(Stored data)
+ + + +
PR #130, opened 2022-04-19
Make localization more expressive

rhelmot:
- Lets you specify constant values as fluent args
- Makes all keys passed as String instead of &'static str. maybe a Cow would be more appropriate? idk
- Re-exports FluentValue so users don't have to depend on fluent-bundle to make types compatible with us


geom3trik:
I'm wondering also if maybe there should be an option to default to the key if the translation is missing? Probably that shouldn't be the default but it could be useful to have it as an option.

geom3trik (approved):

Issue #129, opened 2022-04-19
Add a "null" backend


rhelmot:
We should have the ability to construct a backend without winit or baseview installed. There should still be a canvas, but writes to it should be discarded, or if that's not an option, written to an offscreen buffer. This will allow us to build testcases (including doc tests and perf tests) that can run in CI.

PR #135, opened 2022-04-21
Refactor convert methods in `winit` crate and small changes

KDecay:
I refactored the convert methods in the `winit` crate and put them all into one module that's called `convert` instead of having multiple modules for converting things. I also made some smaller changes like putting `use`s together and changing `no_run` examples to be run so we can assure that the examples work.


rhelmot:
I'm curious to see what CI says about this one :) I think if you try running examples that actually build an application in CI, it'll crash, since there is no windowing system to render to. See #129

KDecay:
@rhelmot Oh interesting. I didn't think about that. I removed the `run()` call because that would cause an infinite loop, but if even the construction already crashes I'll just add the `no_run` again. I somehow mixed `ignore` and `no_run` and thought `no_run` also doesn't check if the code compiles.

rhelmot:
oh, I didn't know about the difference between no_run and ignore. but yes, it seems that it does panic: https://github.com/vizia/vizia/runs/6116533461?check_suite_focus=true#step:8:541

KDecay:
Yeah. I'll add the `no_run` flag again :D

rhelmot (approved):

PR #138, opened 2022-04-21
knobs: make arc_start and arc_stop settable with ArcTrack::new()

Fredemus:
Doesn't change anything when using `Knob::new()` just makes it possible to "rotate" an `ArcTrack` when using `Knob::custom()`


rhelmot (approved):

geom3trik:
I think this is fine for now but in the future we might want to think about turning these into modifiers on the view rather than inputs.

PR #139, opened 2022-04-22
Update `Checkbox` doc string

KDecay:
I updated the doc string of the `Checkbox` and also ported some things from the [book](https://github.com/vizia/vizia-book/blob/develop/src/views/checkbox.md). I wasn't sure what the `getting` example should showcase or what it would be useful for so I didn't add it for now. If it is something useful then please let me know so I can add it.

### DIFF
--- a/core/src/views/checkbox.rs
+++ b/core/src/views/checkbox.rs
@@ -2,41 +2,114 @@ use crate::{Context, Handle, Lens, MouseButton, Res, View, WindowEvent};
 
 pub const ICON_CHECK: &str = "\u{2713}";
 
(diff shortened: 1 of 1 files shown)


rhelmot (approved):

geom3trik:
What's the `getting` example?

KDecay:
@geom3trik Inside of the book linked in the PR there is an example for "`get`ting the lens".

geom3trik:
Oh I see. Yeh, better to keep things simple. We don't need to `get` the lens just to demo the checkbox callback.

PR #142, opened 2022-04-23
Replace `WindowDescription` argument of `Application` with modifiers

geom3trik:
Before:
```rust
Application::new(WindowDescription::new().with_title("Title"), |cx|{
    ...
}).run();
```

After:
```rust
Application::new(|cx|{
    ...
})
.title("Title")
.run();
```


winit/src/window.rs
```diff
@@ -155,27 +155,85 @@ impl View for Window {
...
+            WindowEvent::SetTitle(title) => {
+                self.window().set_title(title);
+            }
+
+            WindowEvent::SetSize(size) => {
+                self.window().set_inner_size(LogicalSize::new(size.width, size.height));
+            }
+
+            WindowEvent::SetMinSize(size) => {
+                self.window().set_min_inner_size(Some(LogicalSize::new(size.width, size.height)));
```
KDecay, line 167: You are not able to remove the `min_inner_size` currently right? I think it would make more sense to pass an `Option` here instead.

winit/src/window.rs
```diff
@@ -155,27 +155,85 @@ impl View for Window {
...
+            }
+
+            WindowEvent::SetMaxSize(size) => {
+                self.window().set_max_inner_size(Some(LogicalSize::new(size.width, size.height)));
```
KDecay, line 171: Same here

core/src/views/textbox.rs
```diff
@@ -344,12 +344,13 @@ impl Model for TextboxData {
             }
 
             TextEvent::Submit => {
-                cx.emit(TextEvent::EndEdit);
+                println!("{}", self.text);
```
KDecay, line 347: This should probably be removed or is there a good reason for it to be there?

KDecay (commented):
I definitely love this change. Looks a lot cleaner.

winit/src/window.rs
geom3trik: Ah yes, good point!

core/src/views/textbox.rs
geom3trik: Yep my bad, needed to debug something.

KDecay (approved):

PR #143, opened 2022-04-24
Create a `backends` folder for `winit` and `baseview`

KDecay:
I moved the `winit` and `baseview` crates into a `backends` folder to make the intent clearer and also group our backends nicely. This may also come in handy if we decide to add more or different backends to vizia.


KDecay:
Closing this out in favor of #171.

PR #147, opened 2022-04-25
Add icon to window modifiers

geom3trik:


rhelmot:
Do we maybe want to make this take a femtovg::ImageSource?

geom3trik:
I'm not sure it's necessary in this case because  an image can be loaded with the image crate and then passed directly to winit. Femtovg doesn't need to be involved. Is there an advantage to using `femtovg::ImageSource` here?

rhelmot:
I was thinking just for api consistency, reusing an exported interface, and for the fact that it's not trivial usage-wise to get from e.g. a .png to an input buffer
+ + + +
**Exercise goal:** Where a line of the data contains the string "TextEvent", include it in a count, and state that count alone.

**Written solution:** 2